自然周期と修正自然周期、結局どちらが良いのか―最新メタアナリシスが示した現時点での答え

自然周期と修正自然周期、結局どちらが良いのか―最新メタアナリシスが示した現時点での答え
INDEX 目次

凍結胚移植が現在の不妊治療の中心となる中で、「どのように子宮内膜を準備するか(融解胚移植の周期選択)」は極めて重要なテーマになっています。

特に近年は、ホルモン補充周期(HRT)における妊娠高血圧症候群(HDP)との関連が注目され、排卵を伴う自然周期系の移植方法が世界的に再評価されています。その中で、実臨床において患者様からもよくご質問いただくのが、「自然周期(NC)」「修正自然周期(mNC)」のどちらが良いのかという点です。

今回ご紹介する論文は、このテーマについて現在最も信頼性の高いデータをまとめた最新のメタアナリシス(複数の研究データを統合した高精度な解析)です。

1.自然周期(NC)と修正自然周期(mNC)の違いとは?

まず、この論文におけるそれぞれの定義を確認しておきましょう。

◎自然周期(NC:Natural Cycle)
患者様ご自身の自発的なLHサージ(排卵を促すホルモンの上昇)と自然排卵を利用して、移植のタイミングを決定する方法です。

◎修正自然周期(mNC:Modified Natural Cycle)
超音波検査で成熟卵胞が確認された段階で、hCG注射やGnRHアゴニストを投与し、人工的に排卵タイミングをコントロール(トリガー)する方法です。
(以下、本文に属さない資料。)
PR #5504, opened 2026-02-21
Fix #3636: Prevents non-constant DEFAULT column constraint value.

### LINKED ISSUE #3636: Quoted column names inside DEFAULT clauses are interpreted as literals

woodybriggs:
## Description
To prevent the creation/alteration of columns with non-constant DEFAULT values.
Fixes: https://github.com/tursodatabase/turso/issues/3636

## Motivation and context
Prior to this merge non-constant DEFAULT values were allowed in CREATE TABLE and ALTER TABLE statements (such as column names, non-deterministic functions etc.). This is an incompatibility with sqlite3; sqlite3 actively prevents non-constant DEFAULT values. This PR aims to fix this. 

## Description of AI Usage
AI was used to help me brush up on some of the idiomatic rust syntax/practices.

## TODO

- [x] currently we do not check if functions are deterministic or not. This is due to parser having the need to depend on core/functions.rs which rust does not allow. If we want to add this, we need to make a call whether to duplicate Func::resolve_function into parser. Or move it to a share package/module for both core and parser to import.

### DIFF
--- a/core/translate/alter.rs
+++ b/core/translate/alter.rs
@@ -18,7 +18,7 @@ use crate::{
     vdbe::{
         affinity::Affinity,
         builder::{CursorType, ProgramBuilder},
-        insn::{to_u16, Cookie, Insn, RegisterOrLiteral},
+        insn::{to_u16, CmpInsFlags, Cookie, Insn, RegisterOrLiteral},
     },
     vtab::VirtualTable,
     LimboError, Numeric, Result, Value,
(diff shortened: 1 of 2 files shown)


jussisaurio:
Regarding the TODO: do we need to do this at the parser level? Seems like the parser shouldn't have knowledge of a given expression's semantics like whether it's deterministic. Translation layer could handle this?

woodybriggs:
From my investigation, Sqlite handles this in the same pass as its constant expr check for DEFAULT column constraints. (During parsing)

https://github.com/sqlite/sqlite/blob/37ee141d25f43c9d7f7f20e3ae44d9265edc4419/src/expr.c#L2553-L2567

The check is:

1. The function has property of being "ConstFunc" or "deterministic"
2. Is not a window function. (Inherently non-deterministic)

As expressed in my inital investigation into this issue, i did recognise that the translater/optimizer does perform similar checks on expression. See issue #3636.

Purposefully left this todo out for now due to the need for this discussion.

Happy to take/implement whichever path we feel is best.

woodybriggs:
I've looked more into the translate/schema.rs and it feels right for the validation logic to live their instead of the parser. 

I will move the "constant expr" check there as well as add the function "determinism" check there.

core/translate/schema.rs
```diff
@@ -109,6 +110,33 @@ pub(crate) fn validate_check_expr(
...
+            | ast::Expr::Name(_)
+            | ast::Expr::Qualified(_, _)
+            | ast::Expr::DoublyQualified(_, _, _)
+            | ast::Expr::Variable(_)
+            | ast::Expr::Raise(_, _)
+            | ast::Expr::Exists(_)
+            | ast::Expr::InSelect { .. }
+            | ast::Expr::InTable { .. }
+            | ast::Expr::Subquery(_)
+            | ast::Expr::SubqueryResult { .. }
```
woodybriggs: Not certain that these (SubqueryResult, Raise) will ever occur, is it best to be defensive here? or remove Expr's? that we know wont occur in real life

woodybriggs:
@jussisaurio i think this is ready for review.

2.修正自然周期(mNC)が注目される背景とメリット

近年、修正自然周期を取り入れるクリニックや選択される患者様が増えています。その背景には、完全な自然周期特有の「管理の難しさ」があります。

完全な自然周期では、自発的なLHサージを正確に捉えるために、毎日の採血や頻回な超音波検査が必要になります。そのため、どうしても「LHサージを逃してしまうリスク」「排卵タイミングの予測の難しさ」が伴います。

一方、修正自然周期ではhCG等で確実に排卵を誘導できるため、移植スケジュールが管理しやすく、結果として通院回数を減らせる可能性があります。
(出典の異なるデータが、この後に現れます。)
PR #5505, opened 2026-02-21
Fix view rewrites for rename column with subqueries and attached DBs

### LINKED ISSUE #5486: ALTER TABLE RENAME COLUMN fails when a  view references the renamed col
```sql
turso> CREATE TABLE t(a,b);
CREATE VIEW v AS SELECT a,b FROM t;
ALTER TABLE t RENAME COLUMN b TO c;
SELECT sql FROM sqlite_master WHERE type='view' AND name='v';

Error: Parse error: cannot rename column "b": referenced in VIEW v: CREATE VIEW v AS SELECT a, b FROM t. Parse error: no such column: b
```

```sql
sqlite> CREATE TABLE t(a,b);
CREATE VIEW v AS SELECT a,b FROM t;
ALTER TABLE t RENAME COLUMN b TO c;
SELECT sql FROM sqlite_master WHERE type='view' AND name='v';
CREATE VIEW v AS SELECT a,c FROM t
sqlite>
```

kumarUjjawal:
## Description

  - Rewrite view SQL during ALTER TABLE RENAME COLUMN, including correlated subqueries and view-on-view chains.
  - Respect attached database qualifiers to avoid rewriting views that reference other DBs.
  - Refactor view-rewrite plumbing with a shared context and resolve clippy warnings.
  - Add regression coverage for correlated outer-shadowing and attached DB qualification.

## Motivation and context

ALTER TABLE RENAME COLUMN failed when a view referenced the renamed column. 

Closes #5486

### DIFF
--- a/core/util.rs
+++ b/core/util.rs
@@ -1946,7 +1946,7 @@ mod rename_column_view {
 
             let ctx =
                 ViewRewriteCtx::new(schema, target_table, target_db_name, old_column, new_column);
-            let changed =
+            let sql_changed =
                 rewrite_view_select_for_column_rename(&mut select, &ctx, &[], visiting_views)?;
 
             let view_column_schema = extract_view_columns(&select, schema)?;
@@ -1960,11 +1960,11 @@ mod rename_column_view {
 
             let columns_changed = !columns_equivalent(&original_columns, &final_columns);
 
-            if !changed && !columns_changed {
+            if !sql_changed && !columns_changed {
                 return Ok(None);
             }
 
-            let new_sql = if changed {
+            let new_sql = if sql_changed {
                 let new_stmt = ast::Stmt::CreateView {
                     temporary,
                     if_not_exists,
@@ -3009,15 +3009,22 @@ pub mod tests {
         assert_eq!(normalize_ident("ὈΔΥΣΣΕΎΣ"), "ὀδυσσεύς");
     }
 
-    fn schema_with_table(create_table_sql: &str) -> Schema {
+    fn schema_with_tables(create_table_sqls: &[&str]) -> Schema {
         let mut schema = Schema::new();
-        let table =
-            BTreeTable::from_sql(create_table_sql, 2).expect("test CREATE TABLE should parse");
-        schema
-            .add_btree_table(std::sync::Arc::new(table))
-            .expect("test table should be added to schema");
+        for (index, create_table_sql) in create_table_sqls.iter().enumerate() {
+            let root_page = i64::try_from(index).expect("test table index should fit in i64") + 2;
+            let table = BTreeTable::from_sql(create_table_sql, root_page)
+                .expect("test CREATE TABLE should parse");
+            schema
+                .add_btree_table(std::sync::Arc::new(table))
+                .expect("test table should be added to schema");
+        }
 
         schema
+    }
+
+    fn schema_with_table(create_table_sql: &str) -> Schema {
+        schema_with_tables(&[create_table_sql])
     }
 
     #[test]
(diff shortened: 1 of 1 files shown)


LeMikaelF:
@kumarUjjawal it looks like one of your tests is failing?

kumarUjjawal:
@LeMikaelF I fixed the test, I'm not familiar with the other failing ci job.

core/translate/alter.rs
```diff
@@ -1231,6 +1235,32 @@ pub fn translate_alter_table(
                 }
             }
 
+            if rename {
```
LeMikaelF: could you merge this with the preceding `if rename` block? unless I missed something, this one is redundant.

testing/runner/tests/alter_table.sqltest
```diff
@@ -20,6 +20,104 @@ expect {
...
+}
+expect {
+    0|a|INT|0||0
+    1|c|TEXT|0||0
+}
+
+# SQLite does not rewrite dependent views (view-on-view) on RENAME COLUMN.
+@skip-if mvcc "views not supported in MVCC mode"
+@skip-if sqlite "sqlite does not rewrite dependent views on RENAME COLUMN"
+test alter-table-rename-column-view-on-view {
```
LeMikaelF, line 60: This is a nice enhancement over SQLite.

core/util.rs
```diff
@@ -1874,6 +1878,848 @@ pub fn rename_identifiers(expr: &mut ast::Expr, from: &str, to: &str) {
...
 }
 
+#[derive(Debug, Clone)]
+pub struct RewrittenView {
+    pub sql: String,
+    pub select_stmt: ast::Select,
+    pub columns: Vec<Column>,
+}
+
+pub fn rewrite_view_sql_for_column_rename(
```
LeMikaelF: could you add some cycle detection in here? it's easy to crash this with a stack overflow:

```
turso> 
CREATE TABLE t (a, b);     
CREATE VIEW v AS SELECT * FROM v;                                                                                                          
ALTER TABLE t RENAME COLUMN b TO c;

zsh: abort      cargo run --bin tursodb
```

Please use a separate commit, so that we can we review it more effectively.

core/util.rs
```diff
@@ -1874,6 +1878,848 @@ pub fn rename_identifiers(expr: &mut ast::Expr, from: &str, to: &str) {
...
+        }
+        let table = &view_columns.tables[view_column.table_index];
+        if table_name_matches_target(
+            &table.name,
+            table.db_name.as_deref(),
+            target_norm,
+            &ctx.target_db_norm,
+        ) {
+            if let Some(ref mut name) = view_column.column.name {
+                if normalize_ident(name.as_str()) == old_norm {
```
LeMikaelF: `normalize_ident` clones the string, instead you should use `eq_ignore_ascii_case`. It matches SQLite's case-insensive-for-ascii-only behaviour. This way, you'll probably also be able to avoid storing normalized form in the context.

Semi-related: it's kind of our fault for not having proper domain types and putting everything in strings. Ideally we would have a `Identifier` wrapper type that knows how to compare itself with other identifiers. This might even open the door to other optimizations, like pooling and caching.

core/util.rs
```diff
@@ -1874,6 +1878,848 @@ pub fn rename_identifiers(expr: &mut ast::Expr, from: &str, to: &str) {
...
+
+            Ok(ViewSourceInfo {
+                qualifiers,
+                columns_before,
+                rename_map: HashMap::default(),
+                is_target_table: is_target,
+                db_name: table_db_norm,
+            })
+        }
+        ast::SelectTable::Select(select, alias) => {
```
LeMikaelF: Please add tests for the `Select`, `Sub`, and `TableCall` branches.

core/util.rs
```diff
@@ -1874,6 +1878,848 @@ pub fn rename_identifiers(expr: &mut ast::Expr, from: &str, to: &str) {
...
+    sources.push(first_source);
+
+    for join in &mut from_clause.joins {
+        let right_source =
+            rewrite_select_table_for_column_rename(&mut join.table, ctx, ctes, changed)?;
+        if let Some(ref mut constraint) = join.constraint {
+            match constraint {
+                ast::JoinConstraint::On(expr) => {
+                    let mut join_sources = sources.clone();
+                    join_sources.push(right_source.clone());
```
LeMikaelF: if I'm reading correctly, this is a backtracking algorithm, and you're cloning the vector on each step. This is wasteful. A clone-free way of doing this is to (1) add what you need, (2) do the recursive call, and (3) then remove it.

core/util.rs
```diff
@@ -1874,6 +1878,848 @@ pub fn rename_identifiers(expr: &mut ast::Expr, from: &str, to: &str) {
...
+    candidates.iter().find(|s| {
+        s.matches_qualifier(qualifier) && s.db_name.as_deref().is_none_or(|db| db == target_db_norm)
+    })
+}
+
+fn rewrite_using_columns(
+    cols: &mut [ast::Name],
+    left_sources: &[ViewSourceInfo],
+    right: &ViewSourceInfo,
+    old_norm: &str,
```
LeMikaelF: I suggest `old_column_norm`, or `old_column_normalized`. This way, someone who reads the code won't think that this replaces a norm, or that there is an old norm.

core/util.rs
```diff
@@ -1874,6 +1878,848 @@ pub fn rename_identifiers(expr: &mut ast::Expr, from: &str, to: &str) {
...
+    new_column: &str,
+) -> bool {
+    let mut changed = false;
+    let left_map = left_sources
+        .iter()
+        .find_map(|source| source.rename_map.get(old_norm));
```
LeMikaelF: I think I see why you carry normalized forms, it's to use a hash map. A possible solution would be to use a `BTreeMap` with a wrapper type that does the correct case-insensitive-only-for-ascii comparison.

core/util.rs
```diff
@@ -1874,6 +1878,848 @@ pub fn rename_identifiers(expr: &mut ast::Expr, from: &str, to: &str) {
     );
 }
 
+#[derive(Debug, Clone)]
```
LeMikaelF: These 800 lines of code are specific to `RENAME COLUMN`, and yet they are at the top level in `util.rs`. In order to avoid amplifying the kitchen drawer effect, could you place the new code in an inline module?

core/util.rs
kumarUjjawal: done

kumarUjjawal: commit [1980e29](https://github.com/tursodatabase/turso/pull/5505/commits/1980e29d67045f2a84b7c4df4ea5f733aabb406b)

core/util.rs
```diff
@@ -1878,848 +1878,1052 @@ pub fn rename_identifiers(expr: &mut ast::Expr, from: &str, to: &str) {
...
+            for (i, indexed_col) in view_columns.iter().enumerate() {
+                if let Some(col) = final_columns.get_mut(i) {
+                    col.name = Some(indexed_col.col_name.to_string());
                 }
             }
-        }
+
+            let columns_changed = !columns_equivalent(&original_columns, &final_columns);
+
+            if !changed && !columns_changed {
```
LeMikaelF: could you rename `changed` to something like `sql_changed`? It will help readers understand.

core/util.rs
```diff
@@ -1878,848 +1878,1052 @@ pub fn rename_identifiers(expr: &mut ast::Expr, from: &str, to: &str) {
...
-        }
-    }
 
-    if let Some(ref sources) = scope_sources {
-        for sorted_col in &mut select.order_by {
-            rewrite_expr_in_scope(
-                &mut sorted_col.expr,
-                sources,
-                outer_sources,
+        for compound in &mut select.body.compounds {
```
LeMikaelF, line 2147: same, this needs to be tested

I'll stop pointing out the missing tests, but please also add tests for the rest of the blocks that are not covered by tests.

core/util.rs
```diff
@@ -1878,848 +1878,1052 @@ pub fn rename_identifiers(expr: &mut ast::Expr, from: &str, to: &str) {
...
+        visiting_views: &mut HashSet<String>,
+    ) -> Result<bool> {
+        let mut changed = false;
+
+        let mut ctes: HashMap<String, CteInfo> = HashMap::default();
+        if let Some(ref mut with_clause) = select.with {
+            for cte in &mut with_clause.ctes {
+                let mut before_cols = select_output_columns(&cte.select, ctx, false)?;
+                apply_explicit_column_names(&mut before_cols, &cte.columns);
+                let cte_changed = rewrite_view_select_for_column_rename(
```
LeMikaelF, line 2115: this is untested, please add tests

testing/runner/tests/alter_table.sqltest
```diff
@@ -20,6 +20,161 @@ expect {
...
+    CREATE VIEW v2 AS SELECT * FROM v1;
+    DROP VIEW v1;
+    CREATE VIEW v1 AS SELECT * FROM v2;
+    ALTER TABLE t RENAME COLUMN b TO c;
+}
+expect error {
+}
+
+@skip-if mvcc "ATTACH is not supported in MVCC mode"
+@skip-if sqlite "sqlite views cannot reference attached databases"
```
LeMikaelF, line 165: Let's leave it for now, but I'm almost certain that us allowing views to refer to other databases was a mistake.
* SQLite doesn't support it, and refuse to do anything if the schema has a cross-DB 
* There's no guarantee that the database will be attached during a later query, or that the attached database will have a compatible schema

core/util.rs
kumarUjjawal: Added few more tests.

しかし、ここで最も重要な問題となるのが、「スケジュールをコントロールすることで、妊娠率や生児獲得率(出産率)に差が出てしまうのか」という点でした。

3.1,708人のデータを解析した最新メタアナリシスの結果

今回のメタアナリシスでは、2010年〜2024年に報告された信頼性の高い6つのRCT(ランダム化比較試験)、計1,708人を対象に厳格な解析が行われています。
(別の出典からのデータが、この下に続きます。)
PR #6067, opened 2026-03-21
Add Linux aarch64 and macOS x86_64 to Python wheel build targets in CI

kilian-hu:
## Description
This PR adds Linux aarch64 and macOS x86_64 (Intel Mac) to the Python wheel build targets in CI.

## Motivation and context
Currently, CI only builds Python wheels for Linux x86_64 and macOS arm64. But turso supports more build targets:
https://github.com/tursodatabase/turso/blob/eebe5d2bd7ff0c36297cb58efd44a81e9895a1cc/dist-workspace.toml#L13
The Java bindings build for `x86_64-apple-darwin`:
https://github.com/tursodatabase/turso/blob/eebe5d2bd7ff0c36297cb58efd44a81e9895a1cc/.github/workflows/java-publish.yml#L20-L23
The .NET bindings build for `x86_64-apple-darwin`:
https://github.com/tursodatabase/turso/blob/eebe5d2bd7ff0c36297cb58efd44a81e9895a1cc/.github/workflows/dotnet-publish.yml#L21-L24
The JS bindings build for `aarch64-unknown-linux-gnu`:
https://github.com/tursodatabase/turso/blob/eebe5d2bd7ff0c36297cb58efd44a81e9895a1cc/.github/workflows/napi.yml#L62-L69

So I think it's fair to add those build targets to the Python bindings wheel builds.

## Description of AI Usage
I used Claude Code with Opus 4.6 to verify the changes I did. I also used it to search through the issues on GitHub to gather more context.

### DIFF
--- a/.github/workflows/python.yml
+++ b/.github/workflows/python.yml
@@ -139,14 +139,18 @@ jobs:
         run: uvx ruff check
 
   linux:
-    runs-on: blacksmith-4vcpu-ubuntu-2404
     timeout-minutes: 30
     defaults:
       run:
         working-directory: ${{ env.working-directory }}
     strategy:
       matrix:
-        target: [x86_64]
+        include:
+          - target: x86_64
+            runner: blacksmith-4vcpu-ubuntu-2404
+          - target: aarch64
+            runner: blacksmith-2vcpu-ubuntu-2404-arm
+    runs-on: ${{ matrix.runner }}
     steps:
       - uses: actions/checkout@v3
       - uses: useblacksmith/setup-python@v6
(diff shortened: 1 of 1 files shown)


.github/workflows/python.yml
```diff
@@ -193,7 +197,7 @@ jobs:
       - name: Upload wheels
         uses: actions/upload-artifact@v4
         with:
-          name: wheels-macos-arm64
+          name: wheels-macos-${{ matrix.target }}
```
kilian-hu, line 200: This would result in `wheels-macos-x86_64` and `wheels-macos-aarch64` as opposed to the `wheels-macos-arm64` as before, but I think that's more of a cosmetic and inconsequential thing in this case?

1. 妊娠率・生児獲得率に有意差なし(Figure 1)

論文内で最も重要な解析結果(Figure 1)では、以下のようなデータが示されています。

◎生児獲得率(Figure 1A)修正自然周期と自然周期の間で有意な差は認められませんでした。
◎継続妊娠率(Figure 1B): 両グループ間で差は認められませんでした。
◎臨床妊娠率(Figure 1C): 同様に、有意差はありませんでした。

この結果は非常に重要です。「hCG注射等で排卵タイミングをコントロールしても、治療成績は自然周期と同等である」ということが科学的に示されたことになります。


2. 流産率・周期キャンセル率にも差は認められない(Figure 2)

さらに論文のFigure 2では、安全性の指標となるデータも比較されています。

◎周期キャンセル率: どちらの方法でも有意差はありません。
◎流産率: 両者でほぼ同等の成績でした。

つまり、妊娠率・出産率といった「成功の確率」だけでなく、流産やキャンセルといった「リスクの指標」においても、修正自然周期と自然周期はほぼ同等の成績であるという結論になります。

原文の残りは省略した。